- _WHAT YOU HAVE TO DO_
Every line with "would" in it should be copied from the data.

---------- TASK INPUT

Issue #1307, opened 2020-01-16
Update the "Using CMake exports with AWS sdk for C++"


Lectem:
The documentation points to https://aws.amazon.com/fr/blogs/developer/using-cmake-exports-with-the-aws-sdk-for-c/ which suggests to use `find_package(aws-sdk-cpp)` while from what I gathered we are now supposed to use `find_package(AWSSDK)` ?

It would also be nice if the exported target were namespaced with `AWS::`. This is already the case for a few targets such as `AWS::aws-c-common` or the lambda runtime `AWS::aws-lambda-runtime`. 

Currently we have to use either the non-namespaced targets (which has known issues in cmake, as if the target doesnt exist the configuration will not fail) or `${AWSSDK_LINK_LIBRARIES}` which does not give any flexibility.

I tried modifying the `do_packaging` macro to use namespace (add `NAMESPACE AWS::` here https://github.com/aws/aws-sdk-cpp/blob/master/cmake/utilities.cmake#L70 and here https://github.com/aws/aws-sdk-cpp/blob/master/cmake/utilities.cmake#L88 ).

And it seems to work fine so far.

KaibaLopez:
First, you're right, we should update that, thanks for pointing it out to us.
The rest would take a bit more time and discussion but does make sense, could you make a pull request with the changes you made?

dblock:
I PRed https://github.com/awsdocs/aws-cpp-developer-guide/pull/37 and https://github.com/awsdocs/aws-doc-sdk-examples/pull/1022 that should cover the documentation changes described here.

PR #1308, opened 2020-01-20
Use AWS:: namespace for cmake targets

Lectem:
Issue #1307  

*Description of changes:*

The namespace AWS was added to the installed target. This let the consumers use the targets prefixed with `AWS::` like so:

`target_link_libraries(my_lib PRIVATE AWS::aws-cpp-sdk-s3)`

However users who were using the version without namespace will not get the transitive properties of the target(it will however link the library):

`target_link_libraries(my_lib PRIVATE aws-cpp-sdk-s3)`

It seems that AWSSDK_LINK_LIBRARIES is not populated correctly either since it uses the non-namespaced version of the targets. I did not find where the variables such as `AWSSDK_PLATFORM_DEPS_LIBS` `AWSSDK_CRYPTO_LIBS` etc are populated, and hence was unable to fix this.

This was only tested with `find_package(AWSSDK REQUIRED COMPONENTS s3)` but should work correctly when multiple components are required, or none specified.

*Check all that applies:*
- [X] Checked if this PR is a breaking (APIs have been changed) change. **Yes, using non-namespaced target names might cause consumer builds to fail. Fix is to add `AWS::`**
- [X] Checked if this PR would require a ReadMe/Wiki update. **This will be needed.**

- [X] Linux
- [X] Windows
- [ ] Android
- [ ] MacOS
- [ ] IOS
- [ ] Other Platforms

### DIFF
--- a/cmake/utilities.cmake
+++ b/cmake/utilities.cmake
@@ -68,6 +68,7 @@ macro(do_packaging)
 
         export(EXPORT "${PROJECT_NAME}-targets"
             FILE "${CMAKE_CURRENT_BINARY_DIR}/${PROJECT_NAME}-targets.cmake"
+            NAMESPACE AWS::
         )
 
     if(${PROJECT_NAME} STREQUAL "aws-cpp-sdk-core")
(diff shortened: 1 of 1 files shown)


Lectem:
Updated the original PR description to mention that this is not ready for merge yet.
`AWSSDK_LINK_LIBRARIES` is not populated with the targets prefixed by the namespace, which causes missing transitive properties of the CMake targets.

--------------------

- _ANSWER SPACE_
It would also be nice if the exported target were namespaced with `AWS::`. This is already the case for a few targets such as `AWS::aws-c-common` or the lambda runtime `AWS::aws-lambda-runtime`. 
The rest would take a bit more time and discussion but does make sense, could you make a pull request with the changes you made?
- [X] Checked if this PR would require a ReadMe/Wiki update. **This will be needed.**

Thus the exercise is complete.